What is required: Within the records, determine how many lines contain the word "getHandle". Your reply must consist of that number only.

Available data:

PR #7197, opened 2021-12-26
Sleep Message API + Config

### LINKED ISSUE #6863: Add option to disable "x/y players sleeping" message.

Owen1212055:
Resolves: https://github.com/PaperMC/Paper/issues/6863

Called per-player, allows for modifying the message and getting what type it represents. 
This also adds a configuration option, which will disable/enable these messages. If they are disabled the event will be called canceled by default.

```java
@EventHandler
    public void event(PlayerSleepMessageEvent event) {
        
        player.sendMessage(event.getMessageType().toString());
        player.sendMessage(event.getMessage());
        event.setMessage(Component.text("haha night go skippy"));
    }
```

image
image

### DIFF
--- a/patches/api/0351-Sleep-Message-API.patch
+++ b/patches/api/0351-Sleep-Message-API.patch
@@ -1,0 +1,114 @@
+From 0000000000000000000000000000000000000000 Mon Sep 17 00:00:00 2001
+From: Owen1212055 <23108066+Owen1212055@users.noreply.github.com>
+Date: Sun, 26 Dec 2021 00:22:29 -0500
+Subject: [PATCH] Sleep Message API
+
+
+diff --git a/src/main/java/io/papermc/paper/event/player/PlayerSleepMessageEvent.java b/src/main/java/io/papermc/paper/event/player/PlayerSleepMessageEvent.java
+new file mode 100644
+index 0000000000000000000000000000000000000000..bbc8be31d9054f9300c45bd5bfba002e12470f37
+--- /dev/null
++++ b/src/main/java/io/papermc/paper/event/player/PlayerSleepMessageEvent.java
+@@ -0,0 +1,102 @@
++package io.papermc.paper.event.player;
++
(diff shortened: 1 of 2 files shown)


kennytv:
This seems like an xy situation. If people want their own handling of this, they can set the `playersSleepingPercentage` gamerule to a value higher than 100. Changing the message only without how many players are sleeping doesn't actually hide that there is vanished players, which otherwise needs https://papermc.io/javadocs/paper/1.17/org/bukkit/entity/Player.html#setSleepingIgnored(boolean) (already affecting that number)

Owen1212055:
> This seems like an xy situation. If people want their own handling of this, they can set the `playersSleepingPercentage` gamerule to a value higher than 100. Changing the message only without how many players are sleeping doesn't actually hide that there is vanished players, which otherwise needs https://papermc.io/javadocs/paper/1.17/org/bukkit/entity/Player.html#setSleepingIgnored(boolean) (already affecting that number)

The issue is that even if you change the number of players you can't change the message still. It seems that people wanted the ability to cancel the message itself, in which case an event + config was easiest as it solved both issues.
I at least referenced the conversation in https://github.com/PaperMC/Paper/pull/6864.

Should I keep the config? The event? Or should this entire suggestion be reconsidered perhaps? I'm open to feedback about this.

pascalhanimann:
> This also adds a configuration option, which will disable/enable these messages. If they are disabled the event will be called canceled by default.

Assuming you still want feedback: For our server this would be the best way to go. I would love to have an option to disable the message entirely.

Badbird5907:
Any status on this? Since there is no current API to modify these messages.

PR #7202, opened 2021-12-26
Block Ticking API

Owen1212055:
This adds the ability to force tick blocks, useful if you want to for example simulate plant growing on certain blocks.


patches/server/0839-Block-Ticking-API.patch
```diff
@@ -0,0 +1,41 @@
...
++        blockData.getBlock().randomTick(blockData, level, position, level.random);
++    }
++
++    @Override
++    public boolean isRandomlyTicked() {
++        net.minecraft.world.level.block.state.BlockState blockData = this.getNMS();
++
++        return blockData.getBlock().isRandomlyTicking(blockData);
++    }
++    // Paper start - Block tick API
```
me4502: Should be Paper end, and doesn't need the comment about why

patches/api/0351-Block-Ticking-API.patch
```diff
@@ -0,0 +1,40 @@
...
++     */
++    void tick();
++
++    /**
++     * Causes the block to be ticked randomly.
++     * This has a chance to execute naturally if {@link Block#isRandomlyTicked()} is true.
++     * <p>
++     * For certain blocks, this behavior may be the same as {@link Block#tick()}.
++     */
++    void tickRandomly();
```
jpenilla: I think randomTick would be a better name than tickRandomly, as this is executing the random tick logic for the block, not causing it to tick randomly or something

patches/api/0351-Block-Ticking-API.patch
```diff
@@ -0,0 +1,40 @@
...
++
++    /**
++     * Gets if this block is ticked randomly in the world.
++     * The blocks current state may change this value.
++     *
++     * @return is ticked randomly
++     */
++    boolean isRandomlyTicked();
```
jpenilla: Might this method make more sense on BlockData?

jpenilla (dismissed):

Owen1212055:
Agreed with the provided comments, changed & rebased!

patches/server/0840-Block-Ticking-API.patch
```diff
@@ -0,0 +1,50 @@
...
++    }
++
++    @Override
++    public void randomTick() {
++        net.minecraft.world.level.block.state.BlockState blockData = this.getNMS();
++        var level = this.world.getMinecraftWorld();
++
++        blockData.getBlock().randomTick(blockData, level, position, level.random);
++    }
++    // Paper start - Block tick API
```
MeFisto94: nit: That's probably supposed to be Paper end instead

Owen1212055: I thought I removed that! Whoops!

electronicboy (approved):

Owen1212055:
Rebased

patches/server/0910-Block-Ticking-API.patch
```diff
@@ -0,0 +1,50 @@
...
++++ b/src/main/java/org/bukkit/craftbukkit/block/CraftBlock.java
+@@ -536,6 +536,23 @@ public class CraftBlock implements Block {
+         // SPIGOT-6778: Directly call setBlock instead of setTypeAndData, so that the tile entiy is not removed and custom remove logic is run.
+         return this.world.setBlock(position, fluidState.createLegacyBlock(), 3) && result; // Paper - leave liquid if waterlogged
+     }
++    // Paper start - Block tick API
++    @Override
++    public void tick() {
++        net.minecraft.world.level.block.state.BlockState blockData = this.getNMS();
++        var level = this.world.getMinecraftWorld();
```
Lulu13022002: var ?? :smiling_face_with_tear: (also see below)

Owen1212055:
Rebased

kennytv (approved):

PR #7204, opened 2021-12-26
Bucketable API

Owen1212055:
This exposes the bucket-able interface used in Minecraft, which are used by entities like axolotls, fishes, and the upcoming tadpole mob.

  This was decided to be put into a separate patch. [see relevant conversation](https://canary.discord.com/channels/289587909051416579/555462289851940864/923108395656020019)


patches/server/0839-Bucketable-API.patch
```diff
@@ -0,0 +1,69 @@
...
++    }
++
++    @Override
++    default void setFromBucket(boolean fromBucket) {
++        this.getHandle().setFromBucket(fromBucket);
++    }
++
++    @Override
++    default ItemStack getBaseBucketItem() {
++        return CraftItemStack.asCraftMirror(this.getHandle().getBucketItemStack());
```
Machine-Maker: This should be asBukkitCopy so it doesn't give any wrong ideas about modifying the returned itemstack having an effect on the entities ability to reflect changes (which it doesn't have)

Machine-Maker (changes requested):

jpenilla (approved):
Looks good, might want to look into also exposing `Bucketable.bucketMobPickup`, possibly a method to actually bucket the Bucketable, and another to get it's bucket item with nbt. (either in this PR or another)

Owen1212055:
> Looks good, might want to look into also exposing `Bucketable.bucketMobPickup`, possibly a method to actually bucket the Bucketable, and another to get it's bucket item with nbt. (either in this PR or another)

Yea thing is it basically uses raw interaction code, and fires an event. So I guess if it's really wanted it can be pr'd later, but this should be a good base if anyone would want to.

Machine-Maker (approved):

PR #7207, opened 2021-12-27
Lock Frozen Ticks API

### LINKED ISSUE #6812: setFrozen or freezetick similar to firetick

Owen1212055:
Resolves https://github.com/PaperMC/Paper/issues/6812

Allows you to lock freeze ticks to a certain number, allowing you to prevent it from being updated nicely.


kashike (approved):
Not tested, but the code looks good.

patches/server/0839-Freeze-Override-API.patch
```diff
@@ -0,0 +1,112 @@
...
++                // Paper end - Frozen Override API
+ 
+                 attributemodifiable.addTransientModifier(new AttributeModifier(LivingEntity.SPEED_MODIFIER_POWDER_SNOW_UUID, "Powder snow slow", (double) f, AttributeModifier.Operation.ADDITION));
+             }
+@@ -4276,6 +4280,9 @@ public abstract class LivingEntity extends Entity {
+ 
+     @Override
+     public boolean canFreeze() {
++        if (this.frozenOverride == net.kyori.adventure.util.TriState.TRUE) {return true;} // Paper - Frozen Override API
++        else if (this.frozenOverride == net.kyori.adventure.util.TriState.FALSE) {return false;} // Paper - Frozen Override API
```
Machine-Maker: I'm not sure about this. I think the `canFreeze` method should be left to its vanilla logic, but rather in places where canFreeze is used, check the override. Or maybe make another method that checks it and call that one in place of canFreeze

patches/server/0839-Freeze-Override-API.patch
```diff
@@ -0,0 +1,112 @@
...
++        } else {
++            this.entityData.set(Entity.DATA_TICKS_FROZEN, realFrozenTicks);
++        }
++    }
++    // Paper end - Frozen Override API
+ 
+     public void setTicksFrozen(int frozenTicks) {
+-        this.entityData.set(Entity.DATA_TICKS_FROZEN, frozenTicks);
++        updateFrozenEffect(); // Paper - Frozen Override API
++        this.realFrozenTicks = frozenTicks; // Paper - Frozen Override API
```
Owen1212055: blocker, need to fix this. The field needs to be set first.

Owen1212055:
Reworked pr to instead lock the frozen ticks, also made it persistent.

Machine-Maker (approved):

kennytv (approved):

Written solution: 2